I think we should consider having the instance component be a more wholistic understanding of the selected queueing process. I think - in general - we are at a point where we wish we had fewer bigger instance components than the fine grained break down we have now - and I would like to avoid that with this subsystem

python_modules/dagster/dagster/core/queuer/instant_queuer.py
8–24 ↗(On Diff #24555)

this reads pretty confusing to me - this is called a RunQueuer - but it expects the run to already be in a queued state and launches the run in its enqueue method

to your queue - re: discussions of changing the ontology here to make things more clear

This revision now requires changes to proceed.Oct 28 2020, 3:39 PM
johann retitled this revision from [Run-queue-3] Instant run queuer to [Run-queue-3] Local Runs Coordinator.Oct 29 2020, 5:15 PM
johann edited the summary of this revision. (Show Details)
python_modules/dagster/dagster/core/runs_coordinator/base.py
15–49

naming time continued

submit_run -> feels good with the two existing cases - i think

unsubmit_run -> if it only works pre-launch
cancel_pending_run -> ^
cancel_run -> removes it from queue or terminates if already launched

interesting design decision on the latter - should it be two explicit separate actions so that its clear if you are canceling something before vs terminating something thats going - or should we hide that

if we are going introduce this as a peer to run launcher at first - that may effect our short term choices. It might be reasonable to get to both capabilities (separate cancel_pending & terminate versus combined) later

python_modules/dagster/dagster/core/runs_coordinator/local_runs_coordinator.py
8–10 ↗(On Diff #24770)

LaunchImmediateRunsCoordinator

python_modules/dagster/dagster/core/runs_coordinator/base.py
15–49

What would be a case where you would want to cancel a run only if it had yet to be launched? I suppose I can imagine wanting to cancel all pending runs

johann retitled this revision from [Run-queue-3] Local Runs Coordinator to [Run-queue-3] LaunchImmediateRunsCoordinator.Oct 29 2020, 7:18 PM
johann marked an inline comment as done.
python_modules/dagster/dagster/core/runs_coordinator/base.py
15–49

ya I don't know what the right call is - but i think its worth thinking through

other than the naming stuff this is looking good to me, and we can do a rename pass at the end of the stack too. @alangenfeld did you have any blockers left here?

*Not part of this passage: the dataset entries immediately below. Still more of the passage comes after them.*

PR #28, opened 2025-03-24
27 inject agent definitions from outside the project

vincent-audibert-whoz:


libs/model/agent-definition.ts
```diff
@@ -16,6 +16,19 @@ export enum ModelSize {
  *   - wrapping a full complex integration (JIRA ?)
  */
 export interface AgentDefinition extends WithDocs {
+  /**
+   * Temporary properties used internally by the AgentService.
+   * These properties are not part of the agent definition schema and should not be included in YAML files.
+   */
+  _tmp?: {
```
dpalita-whoz, line 23: a bit strange, should live in another entity

dpalita-whoz (dismissed):

libs/model/agent-definition.ts
vincent-audibert-whoz: agreed, information kept inside transiently in the `agent.service.ts` for agents creation.

thomasmartin-whoz (approved):

PR #45, opened 2025-04-09
Prompt history

dpalita-whoz:
Add a simple prompt history management (not persisted yet, but it should be trivial to put if in ~/.coday/user/.../prompt_history.txt).
Trigger it with up/down arrows from first/last lines of input to recall your previous or next prompts in the current session.
Also added multiline input management in the terminal (Alt+Enter as in claude code, but we may want to align with the web and have cmd+enter submit...)

### DIFF
--- a/libs/handler/openai.client.ts
+++ b/libs/handler/openai.client.ts
@@ -13,7 +13,7 @@ import { RunSubmitToolOutputsParams } from 'openai/resources/beta/threads/runs/r
 const OpenaiModels = {
   [ModelSize.BIG]: {
     name: 'gpt-4.1-2025-04-14',
-    contextWindow: 128000,
+    contextWindow: 1000000,
     price: {
       inputMTokens: 2,
       cacheRead: 0.5,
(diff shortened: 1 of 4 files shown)


vincent-audibert-whoz:
I had a few issues:
- validation of the prompt input not taken on iterm or regular macos terminal not working with any combination of mod + enter. When playing with it to try to change this behavior, I observe wild results (like shift never detected).
- had some issues with backspace messing with the written text.

It happens to work for me in the IJ terminal but not elsewhere 😞

vincent-audibert-whoz (dismissed):
is ok, let's hope node internals do not change too much 😅

libs/handler/openai.client.ts
```diff
@@ -12,12 +12,12 @@ import { RunSubmitToolOutputsParams } from 'openai/resources/beta/threads/runs/r
 
 const OpenaiModels = {
   [ModelSize.BIG]: {
-    name: 'gpt-4o',
+    name: 'gpt-4.1-2025-04-14',
     contextWindow: 128000,
```
vincent-audibert-whoz, line 16:
```suggestion
    contextWindow: 1000000,
```

vincent-audibert-whoz (approved):

vincent-audibert-whoz (approved):

PR #64, opened 2025-04-28
Fix issue #63: Agent selection with newline

### LINKED ISSUE #63: Agent wrong selection
The agent name parsing does not work if immediately followed by a line return.

vincent-audibert-whoz:
## Description
This PR fixes issue #63 where agent selection fails when the agent name is followed by a newline character instead of a space.

## Changes
- Improved the agent name parsing in `AiHandler.ts` to use a regex that handles any whitespace character (spaces, tabs, newlines)
- Added better error handling when an agent name is specified but not found
- Improved feedback to users about which agent is being used and why
- Added comments to clarify the behavior in different scenarios

## Testing
Tested with the following scenarios:
- `@AgentName some instructions` - Correctly selects the agent
- `@AgentName\nsome instructions` - Now correctly selects the agent (was failing before)
- `@ some instructions` - Correctly uses the default agent selection logic
- `@nonexistentAgent some instructions` - Shows a warning and uses the default agent

Fixes #63

### DIFF
--- a/libs/handler/openai/ai.handler.ts
+++ b/libs/handler/openai/ai.handler.ts
@@ -19,38 +19,51 @@ export class AiHandler extends CommandHandler implements Killable {
   }
 
   async handle(command: string, context: CommandContext): Promise<CommandContext> {
-    /* The command can contain a space after the commandWord that is important to detect if it is an agent name or not.
-     * The getSubCommand of CommandHandler does trim it, misplacing first word as agent name.
-     * ex:
-     *   - "@ foo bar" => no agent name, user prompt is "foo bar"
-     *   - "@foo bar" => agent name is "foo", user prompt is "bar"
+    /* The command should start with @ followed by an agent name, optionally followed by the actual command
+     * Examples:
+     *   - "@" => invalid, no agent name, use default agent
+     *   - "@ " => invalid, no agent name, use default agent
+     *   - "@AgentName" => valid, use AgentName agent with no further command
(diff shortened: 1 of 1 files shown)


vincent-audibert-whoz:
### Technical Details of the Fix

The root cause of issue #63 was that the agent name parsing logic in `AiHandler.ts` was only looking for space characters to delimit the agent name, not handling newlines or other whitespace characters.

#### Before:
```typescript
const firstSpaceIndex = cmd.indexOf(' ')
const potentialAgentName = firstSpaceIndex < 0 ? cmd : cmd.slice(0, firstSpaceIndex)
const restOfCommand = firstSpaceIndex < 0 ? '' : cmd.slice(firstSpaceIndex + 1)
```

This code only checked for a space character (` `), so if a user typed `@AgentName\nsome instructions`, it would try to find an agent named `AgentName\nsome` which obviously doesn't exist.

#### After:
```typescript
const match = command.match(/^@(\S*)(?:\s+(.*))?$/)
const agentName = match[1] // First group: the agent name (could be empty)
const restOfCommand = match[2] || '' // Second group: the rest of the command
```

The new regex-based approach correctly handles any whitespace character (spaces, tabs, newlines) as a delimiter between the agent name and the rest of the command.

I also improved the error handling to provide better feedback when an agent isn't found, and to correctly fall back to the default agent selection logic when needed.

This change makes the agent selection more robust and user-friendly, fixing the issue reported in #63.

vincentpalita-whoz (approved):

PR #123, opened 2025-06-16
feat: separate token info from agent and price

vincent-audibert-whoz:
Token info put at debug level (masked by default).


vincent-audibert-whoz:
Cancel, already merged.

PR #165, opened 2025-09-03
jira-tool: by default all comment are internal. It is based on user t…

charles-monot-whoz:
…oken and if internal note ar enot allowed the comment will be published as standard comment

### DIFF
--- a/libs/integration/jira/add-jira-comment.ts
+++ b/libs/integration/jira/add-jira-comment.ts
@@ -9,7 +9,8 @@ export async function addJiraComment(
   jiraBaseUrl: string,
   jiraApiToken: string,
   jiraUsername: string,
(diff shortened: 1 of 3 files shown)


libs/integration/jira/add-jira-comment.ts
```diff
@@ -9,7 +9,8 @@ export async function addJiraComment(
   jiraBaseUrl: string,
   jiraApiToken: string,
   jiraUsername: string,
-  interactor: Interactor
+  interactor: Interactor,
+  internal: boolean = true
```
charles-monot-whoz, line 13: for safety reason jira comment are internal by default (prevent agent to add comment visible by customers). If the user token doesn't support internal note, the comment will be created anyway without internal scope.

PR #464, opened 2026-02-09
fix: file dates in exchange area

vincent-audibert-whoz:


apps/client/src/app/components/file-exchange-drawer/file-exchange-drawer.component.ts
```diff
@@ -134,23 +128,35 @@ export class FileExchangeDrawerComponent {
   }
 
   /**
-   * Format date in relative time
+   * Format date with day and time (HH:MM:SS)
    */
   formatDate(date: Date): string {
+    // Check if date is valid
+    if (!date || isNaN(date.getTime())) {
```
vincent-palita-whoz: Would be great to be in utils and maybe using date-fns instead of having it tied to a component?

vincent-palita-whoz (approved):

PR #475, opened 2026-02-17
fix: auto-create prompts directory when saving prompt with project source

vincent-audibert-whoz:
- Modified PromptService.getPromptsDir() to create directory if it doesn't exist
- Works for both 'local' and 'project' sources
- Simplified create() method by removing redundant mkdirSync
- Fixes 500 error when creating prompt in project without /prompts/ directory

### DIFF
--- a/libs/service/src/lib/prompt.service.ts
+++ b/libs/service/src/lib/prompt.service.ts
@@ -67,7 +67,7 @@ export class PromptService {
   /**
    * Get prompt file path
    */
-  private async getPromptFilePath(projectName: string, id: string, source: PromptSource): Promise<string> {
+  private async getOrCreatePromptFilePath(projectName: string, id: string, source: PromptSource): Promise<string> {
     const dir = await this.getOrCreatePromptsDir(projectName, source)
     return path.join(dir, `${id}.yml`)
   }
@@ -78,7 +78,7 @@ export class PromptService {
    */
   private async findPromptSource(projectName: string, id: string): Promise<PromptSource | null> {
     // Check local first (most common)
-    const localPath = await this.getPromptFilePath(projectName, id, 'local')
+    const localPath = await this.getOrCreatePromptFilePath(projectName, id, 'local')
     if (existsSync(localPath)) {
       return 'local'
     }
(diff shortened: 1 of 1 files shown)


libs/service/src/lib/prompt.service.ts
```diff
@@ -49,15 +52,23 @@ export class PromptService {
...
+      promptsDir = path.join(this.projectPath, codayFolder, 'prompts')
+    }
+
+    // Create directory if it doesn't exist
+    if (!existsSync(promptsDir)) {
+      mkdirSync(promptsDir, { recursive: true })
+      console.log(`[PROMPT] Created prompts directory: ${promptsDir}`)
     }
+
+    return promptsDir
```
vincent-couturier-whoz: ❤️

la-celton-whoz (approved):

libs/service/src/lib/prompt.service.ts
```diff
@@ -188,9 +199,7 @@ export class PromptService {
         parameterFormat: this.getParameterFormat(prompt.commands), // Compute at creation
       }
 
-      const promptsDir = await this.getPromptsDir(projectName, source)
-      mkdirSync(promptsDir, { recursive: true })
-
+      // getPromptFilePath will call getPromptsDir which creates the directory if needed
```
vincent-couturier-whoz: suggestion: we could improve the code by removing this comment and renaming getPromptFilePath in getPromptFilePathAndCreatePromptsDirIfNeeded

vincent-couturier-whoz (approved):

vincent-audibert-whoz (commented):
@Reviewer: This PR fixes the 500 error when creating prompts in projects without a prompts directory, which is good. However, the solution introduces a design issue where read operations now have directory creation side effects. Methods like findPromptSource and list will create directories just by checking if prompts exist, which violates the principle of least surprise. The naming getOrCreatePromptFilePath is also misleading since that method doesn't create anything itself, only delegates to getOrCreatePromptsDir. Consider either separating read and write concerns (keep getPromptsDir for reads, add ensurePromptsDir for writes) or accept the current behavior but rename to clarify the side effect (e.g., resolvePromptsDir).

Answer: the side-effect of creating the folders if missing is wanted. As we are still dealing with a file-based storage that is a medium-term temporary solution, such details, though important, will be ignored.

PR #519, opened 2026-02-21
Feat/slack two ways

vincent-palita-whoz:


apps/server/src/lib/canal-bridge.ts
```diff
@@ -0,0 +1,198 @@
...
+  getExistingThread(threadId: string, projectName: string, username: string): CanalThreadHandle {
+    return this.ensureInstance(threadId, projectName, username)
+  }
+
+  /**
+   * Send a message into a running Coday thread.
+   * If the thread has an active InviteEvent (waiting for input), responds to it.
+   * Otherwise sends a bare AnswerEvent as a fallback.
+   */
+  sendMessage(threadId: string, message: string): void {
```
vincent-couturier-whoz: Suggestion : it could be simplified by using async paradigm

PR #521, opened 2026-02-24
feat: #520 propagate stop signal and handle interrupted delegations

### LINKED ISSUE #520: Stop button not reactive enough
The stop button is not reactive enoug when:
- agent is outputting text: it should stop right away in the middle of the TextChunkEvents (see implementations of `ai.client.ts`)
- a delegation in in progress, the sub-thread does not receive the stop/kill command (see `delegate.tools.ts`)

vincent-audibert-whoz:
Closes #520

### Stop during text streaming (`anthropic.client.ts`)
In `streamApiCall`, the `stream.on('text', ...)` callback now checks `shouldProceed(thread)` before emitting each chunk. If the thread is stopped, `stream.abort()` is called immediately to cut the Anthropic stream.

OpenAI was already handled correctly via the `for await` loop which checks `shouldProceed(thread)` on every chunk.

### Stop propagation to delegated sub-threads (`delegate.function.ts`)
A 1s interval monitors the parent thread's `runStatus` during delegation. When it switches to `STOPPED`, the forked thread is stopped too, triggering the sub-agent's shutdown via `shouldProceed()`.

The interrupted delegation now returns a clear message to the parent agent (`"Delegation was interrupted before completion. No result available."`) rather than throwing an `EmptyError`, using `forkedThread.runStatus` as the source of truth to distinguish interruption from a normal empty completion.

### Silent stop in `ai.handler.ts`
`lastValueFrom(events)` now uses `{ defaultValue: undefined }` so that a voluntary stop no longer surfaces as `"Could not run agent X : no elements in sequence"`.

### DIFF
--- a/libs/integrations/ai/src/lib/delegate.function.ts
+++ b/libs/integrations/ai/src/lib/delegate.function.ts
@@ -57,14 +57,17 @@ The parent conversation (all previous messages) is there for context, but your c
         result = await lastValueFrom(delegatedEvents, { defaultValue: undefined })
       } finally {
         clearInterval(stopPropagationInterval)
+        // Always restore stackDepth to avoid corrupting the depth guard on exception
+        context.stackDepth++
       }
-
-      context.stackDepth++
-      context.aiThread!.merge(forkedThread)
 
       if (forkedThread.runStatus === RunStatus.STOPPED) {
         return 'Delegation was interrupted before completion. No result available.'
       }
+
+      // Only merge the forked thread if delegation completed successfully
+      context.aiThread!.merge(forkedThread)
+
       if (!result) {
         return 'Delegation completed but produced no message.'
       }


libs/integrations/ai/src/lib/delegate.function.ts
```diff
@@ -43,11 +43,31 @@ The parent conversation (all previous messages) is there for context, but your c
...
+        clearInterval(stopPropagationInterval)
+      }
 
       context.stackDepth++
       context.aiThread!.merge(forkedThread)
+
+      if (forkedThread.runStatus === RunStatus.STOPPED) {
+        return 'Delegation was interrupted before completion. No result available.'
+      }
+      if (!result) {
```
vincent-audibert-whoz: **Bug : merge du thread interrompu avant le check de stop**

`context.stackDepth++` et `context.aiThread!.merge(forkedThread)` sont exécutés inconditionnellement, avant le check `forkedThread.runStatus === RunStatus.STOPPED`. En cas d'interruption, un état partiel du sous-thread est donc mergé dans le thread parent. C'est probablement indésirable — le merge devrait être conditionnel au succès de la délégation, ou au minimum placé après les guards de runStatus.

romain-petit-whoz (approved):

python_modules/dagster/dagster/core/runs_coordinator/base.py
7

should the instance param be a weakref to avoid even the possibility of circular dependencies preventing GC? That's what all the run launchers end up doing with it

16

let's take off instance here since you get it in initialize - the only reason runlauncher has that param is for backwards compatibility

python_modules/dagster/dagster/utils/external.py
12

I don't really see how the scheduler would use this? there's no run yet in the scheduler. I think this method is actually fairly specific to the run coordinator.

external_pipeline_from_origin could be shared though

python_modules/dagster/dagster_tests/core_tests/runs_coordinator_tests/test_launch_immediate_runs_coordinator.py
25

nit why q?

dgibson added inline comments.
python_modules/dagster/dagster/core/runs_coordinator/base.py
21

rm

python_modules/dagster/dagster/core/runs_coordinator/launch_immediate_runs_coordinator.py
10

this should be the Default, but we can do a naming pass at the end

34

this can be return False rather than NotImplemented

python_modules/dagster/dagster/utils/external.py
17

this will change a bit after D4994, but only a bit

johann marked 4 inline comments as done.

nah im good - we can do a rename pass at the end

This revision is now accepted and ready to land.Mon, Nov 2, 4:41 PM
This revision was landed with ongoing or failed builds.Tue, Nov 3, 1:40 AM
This revision was automatically updated to reflect the committed changes.